There were some limitations to the data. The researchers used one specific electronic health record network, so the patient base may not be perfectly representative of the U.S. population. It’s also possible that doctors were looking more closely for the analyzed conditions in COVID-19 survivors than in those who hadn’t had the virus, or that some people had undiagnosed conditions before they got infected. (People with a documented, recent history of one of the 26 conditions were excluded from the study.) The researchers also didn’t account for a person’s COVID-19 vaccination status, and data collection ran only through November 2021, so it’s impossible to say how newer COVID-19 variants like Omicron fit into the picture.
Still, the study provides even more evidence that COVID-19 can cause problems that last much longer than an acute infection does. Even if symptoms like coughing, fever, and fatigue clear up in a matter of days, the virus can leave a lasting mark in ways that aren’t immediately apparent.
That’s cause for serious concern, particularly given how contagious the currently circulating variants are.

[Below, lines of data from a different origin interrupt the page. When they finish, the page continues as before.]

PR #815, opened 2026-08-21
Fix Bluetooth HFP voice-stem PCM decoding

### LINKED ISSUE #814: Native call capture (ScreenCaptureKit): Bluetooth HFP mic correctly selected but voice stem captured as near-silence (v0.25.1 & v0.25.2)
## Summary

Native call capture (ScreenCaptureKit `SCRecordingOutput`, triggered via the "Call detected" banner) correctly selects the **configured** microphone by exact name (no `#463`/`#467` fallback-to-default behavior triggered), and the **system/remote** stem is captured perfectly — but the **voice/mic stem is captured as near-total digital silence** when the configured microphone is a **Bluetooth HFP device**. This reproduces identically on **v0.25.1** and **v0.25.2** (i.e. not fixed by the 0.25.2 mixer-slot/zero-stuffing fixes in #792/#793/#797).

The same physical Bluetooth microphone captures cleanly through a traditional CoreAudio/AVFoundation path (`ffmpeg -f avfoundation` / `cpal`), so the mic hardware and Bluetooth link are known-good. A control test with the **built-in MacBook mic** (lid open, otherwise identical setup) captures the mic stem perfectly through this same SCStream native-call-capture path — proving the defect is isolated specifically to **Bluetooth/HFP** microphones, not a general SCK mic-capture bug.

## Environment

- macOS 26.5.2 (25F84), Apple Silicon
- Minutes desktop app **v0.25.1**, then re-tested on **v0.25.2** (brew cask, same result)
- Microphone: **Bang & Olufsen Cisco 980**, connected via **Bluetooth**, no USB dongle available
- `system_profiler SPAudioDataType` reports it with `Input Channels: 1` (HFP/mono mode, not A2DP stereo)
- `[recording]` config:
  ```toml
  device = "Bang & Olufsen Cisco 980"
  capture_backend = "cpal"

  [recording.sources]
  voice = "Bang & Olufsen Cisco 980"
  call = "auto"
  ```
- macOS default input **and** default output both explicitly set to the B&O device (verified with `SwitchAudioSource -c -t input/output` immediately before each test)
- Call app: Webex (in `call_detection.apps`, banner fired, "Record" clicked → `intent: "Call"`, `source: "call_detect"` per structured log)
- Microphone + "System Audio Recording Only" both granted to Minutes.app

### Test 1 — v0.25.1, B&O Bluetooth mic, 35 s Webex call

```
system.wav: pcm_f32le, 48kHz mono, 35.00s — mean_volume -39.0 dB, max_volume -7.2 dB  (real, audible remote speech)
voice.wav:  pcm_f32le, 48kHz mono, 34.96s — mean_volume -75.3 dB, max_volume -38.3 dB (noise floor only)
```
Full-duration stem, but no usable speech signal despite the user speaking normally into the B&O mic for the entire call.

### Test 2 — v0.25.2, same setup, 13 s Webex call

```
system.wav: pcm_f32le, 48kHz mono, 13.14s — mean_volume -28.4 dB, max_volume -1.7 dB (real speech, transcribed correctly)
voice.wav:  pcm_f32le, 16kHz mono, 13.04s — mean_volume -90.3 dB, max_volume -70.3 dB (noise floor only)
```
v0.25.2's own new diagnostics correctly detected and reported this in the meeting frontmatter:
```yaml
status: degraded
processing_warnings:
- step: capture
  reason: microphone_audio_not_captured
  message: Microphone audio was not captured (mic stem silent or missing); transcript reflects only call/remote audio
recording_health:
  capture_warnings:
  - kind: !other
      code: native-call-microphone-stem-recovery
    source: system
    message: Microphone audio was missing or silent; the probable cause is microphone device selection or permission.
```
So the honest-degradation / clear-receipt behavior from #806 is working correctly — the recording is not silently lost, and it correctly avoids blaming the wrong stem. The underlying capture defect (why the mic stem is silent in the first place) persists across both versions.

## Ruled out

- **Device selection / `#463` recurrence**: `system_audio_record --list-microphones` returns an exact match for `"Bang & Olufsen Cisco 980"`; `strings` on the shipped binary confirms it passes `--microphone-name` and emits a `configured_microphone` event. The `"configured mic not found, using default"` fallback message was **not** logged in either test, meaning the configured device was found and selected. This is not the device-selection bug fixed in #467.
- **TCC/permissions**: Microphone and "System Audio Recording Only" are both granted to Minutes.app. System-audio capture (same SCStream session, same process) works perfectly in both tests, which would not be possible if TCC were misconfigured.
- **Hardware / Bluetooth link**: the same physical B&O mic captures clean, audible speech when read via `ffmpeg -f avfoundation -i ":Bang & Olufsen Cisco 980"` (traditional CoreAudio HAL path) — verified independently, outside Minutes, immediately before/after these tests.
- **General SCK mic-capture regression**: ruled out by the built-in-mic control test below — the exact same app version/build, config shape, and call flow captures the mic perfectly when the device is non-Bluetooth.

## Confirming control test — non-Bluetooth mic works perfectly (isolates this to Bluetooth/HFP)

I first tried the built-in **MacBook Pro Microphone** as a control, with the lid closed (clamshell mode, dual external monitors) — that test is **invalid and should be disregarded**: a closed lid physically disables the built-in mic (the exact mechanism described in #463), so of course it produced no signal (`voice.wav` truncated to ~10 ms). That result says nothing about Minutes.

I then repeated the control test properly, **with the lid open** so the built-in mic is actually live, same Webex call flow (banner → "Record" → `intent: "Call"`):

```
system.wav: 19.18s — mean_volume -29.9 dB, max_volume -1.7 dB  (real remote speech)
voice.wav:  19.19s — mean_volume -50.3 dB, max_volume -30.3 dB (real, clearly audible speech)
```

Both stems captured cleanly, `diarization_from_stems: true`, and the transcript correctly captured and attributed my own voice:

```yaml
speaker_map:
- speaker_label: SPEAKER_0
  name: Mirek
  confidence: medium
  source: deterministic
```
```
[SPEAKER_0 0:03] testing the microphone, hope it works.
```

No `microphone_audio_not_captured` warning, no `capture_warnings` at all — this recording is entirely healthy. **This is the same app version, same config shape, same call app, same machine — the only variable changed is the microphone (built-in vs. Bluetooth).** This confirms the defect is genuinely isolated to Bluetooth/HFP microphones in the SCStream native-call-capture path, not a general SCK mic bug.

## Suspected root cause

Unlike the system-audio tap (which is format-agnostic to the input route), SCStream's microphone tap likely negotiates a fixed format (commonly 48 kHz) with the mic capture graph. A Bluetooth HFP device is physically limited to 8 kHz (narrowband) or 16 kHz (mSBC/wideband) mono, and — unlike `AVAudioEngine`/CoreAudio's traditional route negotiation — the SCK mic tap may not renegotiate the stream format to match, resulting in a connected-but-effectively-silent tap (matching the -75 to -90 dB noise floor observed rather than an outright stream error). The built-in-mic control test (48 kHz native, no format negotiation needed) working perfectly is consistent with this: the defect only manifests when the tap has to bridge a mismatched/negotiated format, which is exactly the HFP case.

This looks mechanically related to `#792`'s **Bug 6** ("mic stem dies on mid-recording input-device change", also triggered by a Bluetooth device and a 24 kHz vs 48 kHz mismatch) — but that report is on the `cpal` (`current.voice.wav`) capture path, not the SCStream/native-call-capture path (`voice.wav` via `system_audio_record`). If the two share a root cause, a fix for one might not cover the other, since they're different capture backends.

## Ask

- Log the actual negotiated `AudioStreamBasicDescription` (sample rate, format) of the SCK mic tap's first buffer, compared to what the device's nominal sample rate actually is, to confirm/rule out the format-mismatch hypothesis.
- If confirmed, either (a) force a renegotiation/resample step when the mic tap's native format doesn't match the SCK stream's expected format, or (b) for Bluetooth/HFP-class devices specifically, fall back to a traditional CoreAudio input tap for the mic side while keeping SCStream for system audio (hybrid capture), rather than routing the mic through SCK's built-in mixing.
- Given `#792` Bug 6 and this report both point at Bluetooth + SCK/cpal format handling as a recurring theme, a general "Bluetooth mic capture" regression test (mid-call and full-session) might be worth adding regardless of which specific code path is fixed first.

silverstein:
Fixes #814

## Summary

- decode ScreenCaptureKit linear PCM from the complete negotiated ASBD instead of treating every non-float buffer as packed Int16
- support high-aligned 16-bit samples in 32-bit containers, signed Int32, Float32/64, endian flags, interleaved/non-interleaved layouts, and segmented CMBlockBuffers
- log the exact negotiated source ASBD plus the selected microphone's active-format sample rate, including format changes during capture
- withhold unsupported buffers instead of writing a plausible but empty stem
- add a macOS helper self-test containing the HFP-shaped 16-in-32 regression case

## Why this fits #814

The reported voice stem is already 16 kHz, so ScreenCaptureKit did negotiate the headset's HFP rate. The old code then ignored `mBitsPerChannel`, `mBytesPerFrame`, alignment, integer width, and endianness. A 16-bit sample high-aligned in a 32-bit Core Audio container would therefore be read from its low padding and become the full-duration near-silence reported in #814. This patch handles that layout and also records the actual ASBD so hardware validation can confirm or falsify the diagnosis.

## Verification

- `git diff --check`
- local `cargo test -p minutes-app --no-default-features call_capture::tests -- --test-threads=1` (6 passed on Linux; macOS-only helper case skipped)
- local `cargo clippy -p minutes-app --no-default-features --tests --no-deps` (passes; pre-existing warnings remain)
- GitHub CI run 32490127800: every required check passed on exact head `0f4ae6449251c2c0ac7a0392629028f9412688b1`
- macOS full workspace build passed, compiling the Swift helper
- macOS `native_helper_decodes_hfp_pcm_container_layouts` passed
- macOS desktop suite: 350 passed, 0 failed
- macOS integration, full-workspace clippy, format, and desktop capture-relay checks passed
- broad local core run: 1,730 passed, 17 failed, 1 ignored; the failures were unrelated harness/environment prerequisites (mostly no worker-capable `minutes-cli` beside the test harness, plus existing knowledge fixture failures); the clean GitHub platform suites supersede that local environment limitation

## Remaining validation gate

This remains draft until a real Bluetooth HFP capture from the #814 reporter (or equivalent hardware) confirms the voice stem contains speech. CI proves the helper compiles and the suspected container layout decodes correctly; it cannot prove the reporter's headset actually negotiates that layout.

## Hardening (adversarial review, 2026-08-27)

An adversarial pass on the first revision found three real gaps and one math slip, all fixed in `3c90fa38` / `9611e2b4`:

- **Sample-rate change mid-capture** (AirPods A2DP 48 kHz → HFP 16 kHz when the mic engages) previously left the stem `AVAudioFile` at the first buffer's rate, so every later write threw and the stem truncated silently — pre-existing on `main`, but exactly this hardware. Each stem now keeps one processing format and resamples incoming buffers through a single cached `AVAudioConverter`.
- **Withheld buffers** used to vanish, time-compressing the stem against its sibling with no health signal. Undecodable buffers after the stem exists are now written as duration-preserving silence, counted (`mic_frames_silenced` / `system_frames_silenced` in the helper's health JSON), and surfaced as a persisted capture warning naming the source and full ASBD.
- **Helper stderr** was piped but never drained, so a flood of write errors could block the helper's sample queue. It is now drained on a thread with rate-limited tracing (first 5 lines, then one per 10 s with a suppressed count); the helper also reports each write failure once per (source, error).
- **Unsigned PCM normalization** was off by half an LSB (digital silence decoded to 1/65535).

Tests: 9 `call_capture::tests` on macOS including the real helper self-test (rate-change, silence-fill, unsigned-silence cases), the stderr rate limiter, and warning persistence into the queued job.

## Hardware validation

Pending: a Bluetooth HFP capture on AirPods Pro with this build (stem levels + the negotiated-ASBD log line) — will be attached here before the draft is lifted.

### DIFF
--- a/tauri/src-tauri/src/call_capture.rs
+++ b/tauri/src-tauri/src/call_capture.rs
@@ -645,7 +645,7 @@ fn find_native_call_helper_binary() -> Option<PathBuf> {
 #[cfg(test)]
 mod tests {
     #[cfg(target_os = "macos")]
-    use super::native_call_helper_path;
+    use super::find_native_call_helper_binary;
     use super::{
         finish_microphone_startup_handshake, native_call_helper_args, parse_macos_major_version,
         resolve_microphone_selection, MicrophoneSelection, MicrophoneStartupStatus,
@@ -660,7 +660,7 @@ mod tests {
     #[cfg(target_os = "macos")]
     #[test]
     fn native_helper_decodes_hfp_pcm_container_layouts() {
-        let helper = native_call_helper_path().expect("native call helper should be built");
+        let helper = find_native_call_helper_binary().expect("native call helper should be built");
         let output = std::process::Command::new(helper)
             .arg("--self-test-pcm-decoder")
             .output()
--- a/tauri/src-tauri/src/call_capture.rs
+++ b/tauri/src-tauri/src/call_capture.rs
@@ -531,6 +531,18 @@ pub fn start_native_call_capture(
                         let _ = microphone_status_tx
                             .send(MicrophoneStartupStatus::Fallback(name.to_string()));
                     }
+                    Some("audio_format") => {
+                        tracing::info!(
+                            audio_format = %value,
+                            "native call source audio format negotiated"
+                        );
+                    }
+                    Some("audio_format_unsupported") => {
+                        tracing::warn!(
+                            audio_format = %value,
+                            "native call source PCM layout is unsupported; stem buffer withheld"
+                        );
+                    }
                     _ => {}
                 }
             }
@@ -632,6 +644,8 @@ fn find_native_call_helper_binary() -> Option<PathBuf> {
 
 #[cfg(test)]
 mod tests {
+    #[cfg(target_os = "macos")]
+    use super::native_call_helper_path;
     use super::{
         finish_microphone_startup_handshake, native_call_helper_args, parse_macos_major_version,
         resolve_microphone_selection, MicrophoneSelection, MicrophoneStartupStatus,
@@ -642,6 +656,27 @@ mod tests {
         sync::{mpsc, Arc, Mutex},
         time::Duration,
     };
+
+    #[cfg(target_os = "macos")]
+    #[test]
+    fn native_helper_decodes_hfp_pcm_container_layouts() {
+        let helper = native_call_helper_path().expect("native call helper should be built");
+        let output = std::process::Command::new(helper)
+            .arg("--self-test-pcm-decoder")
+            .output()
+            .expect("PCM decoder self-test should launch");
+
+        assert!(
+            output.status.success(),
+            "PCM decoder self-test failed: {}",
+            String::from_utf8_lossy(&output.stderr)
+        );
+        assert!(
+            String::from_utf8_lossy(&output.stdout).contains(r#""event":"pcm_decoder_self_test""#),
+            "PCM decoder self-test did not emit its success receipt: {}",
+            String::from_utf8_lossy(&output.stdout)
+        );
+    }
 
     #[test]
     fn parses_major_version_from_product_version() {
--- a/tauri/src-tauri/src/call_capture.rs
+++ b/tauri/src-tauri/src/call_capture.rs
@@ -22,7 +22,100 @@ pub struct CallSourceHealth {
     pub call_audio_live: bool,
     pub mic_level: u32,
     pub call_audio_level: u32,
+    pub mic_frames_silenced: u64,
+    pub system_frames_silenced: u64,
     pub last_update: String,
+}
+
+const HELPER_STDERR_INITIAL_LOG_LIMIT: usize = 5;
+const HELPER_STDERR_LOG_INTERVAL: Duration = Duration::from_secs(10);
+
+#[derive(Debug)]
+struct HelperStderrRateLimiter {
+    initial_lines_logged: usize,
+    suppressed_lines: u64,
+    last_log_at: Instant,
+}
+
+impl HelperStderrRateLimiter {
+    fn new(now: Instant) -> Self {
+        Self {
+            initial_lines_logged: 0,
+            suppressed_lines: 0,
+            last_log_at: now,
+        }
+    }
+
+    /// Returns the number of lines suppressed before the current line when
+    /// the current line should be logged, or `None` when it should be hidden.
+    fn observe(&mut self, now: Instant) -> Option<u64> {
+        if self.initial_lines_logged < HELPER_STDERR_INITIAL_LOG_LIMIT {
+            self.initial_lines_logged += 1;
+            self.last_log_at = now;
+            return Some(0);
+        }
+        if now.duration_since(self.last_log_at) >= HELPER_STDERR_LOG_INTERVAL {
+            let suppressed = std::mem::take(&mut self.suppressed_lines);
+            self.last_log_at = now;
+            return Some(suppressed);
+        }
+        self.suppressed_lines += 1;
+        None
+    }
+}
+
+fn spawn_helper_stderr_drain(stderr: std::process::ChildStderr) {
+    std::thread::spawn(move || {
+        let reader = BufReader::new(stderr);
+        let mut limiter = HelperStderrRateLimiter::new(Instant::now());
+        for line in reader.lines() {
+            match line {
+                Ok(line) => {
+                    if let Some(suppressed) = limiter.observe(Instant::now()) {
+                        tracing::warn!(
+                            helper_stderr = line,
+                            suppressed_since_last = suppressed,
+                            "native call helper stderr"
+                        );
+                    }
+                }
+                Err(error) => {
+                    tracing::warn!(error = %error, "failed to drain native call helper stderr");
+                    break;
+                }
+            }
+        }
+        if limiter.suppressed_lines > 0 {
+            tracing::warn!(
+                suppressed = limiter.suppressed_lines,
+                "native call helper stderr lines suppressed before stream closed"
+            );
+        }
+    });
+}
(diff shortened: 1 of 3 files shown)


silverstein:
## Hardware validation (2026-08-28, dev build `9611e2b4` signed with the stable team identity)

Two native call captures via the desktop "Call detected" banner against a Zoom room, ~15 s of continuous speech each, stems measured with `ffmpeg volumedetect`:

| mic | voice stem | system stem |
|---|---|---|
| MacBook Pro Microphone | 48 kHz Float32 mono, 14.3 s, mean −28.5 dB / peak −5.7 dB | 48 kHz Float32 mono, mean −37.3 dB / peak −7.2 dB |
| Shure MV7+ (USB) | 48 kHz Float32 mono, 14.9 s, mean −31.7 dB / peak −14.8 dB | 48 kHz Float32 mono, mean −37.4 dB / peak −7.2 dB |

Both voice stems are real speech (the #814 failure was ≈ −91 dB, i.e. digital silence). So the hardened decoder + per-stem converter + silence-fill path is regression-free on the two layouts ScreenCaptureKit hands us for built-in and USB mics.

**What this does not prove:** neither device negotiates the Bluetooth HFP layout (mono 16 kHz, 16-in-32) that #814 is about — the AirPods I planned to use went missing. That case rests on the helper self-test (`native_helper_decodes_hfp_pcm_container_layouts`, which encodes the suspected container exactly) plus the new negotiated-format logging that will confirm or falsify the diagnosis on the reporter's headset. I'll ask @miras85 to verify on the release that carries this.

CI on the hardened head: 22/22.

Almost 60% of the U.S. population had been infected as of February, according to CDC estimates, and that number is almost certainly much higher now. “As the cumulative number of persons ever having been infected with SARS-CoV-2 increases, the number of survivors suffering post-COVID conditions is also likely to increase,” the authors of the new report write.
These conditions can be serious or even debilitating—some with Long COVID have had to leave their jobs or drastically change their lifestyles—and it’s not always possible to predict who will be affected. The best way to avoid post-COVID complications, experts often say, is to avoid catching the virus in the first place, and to be vaccinated and boosted if you do.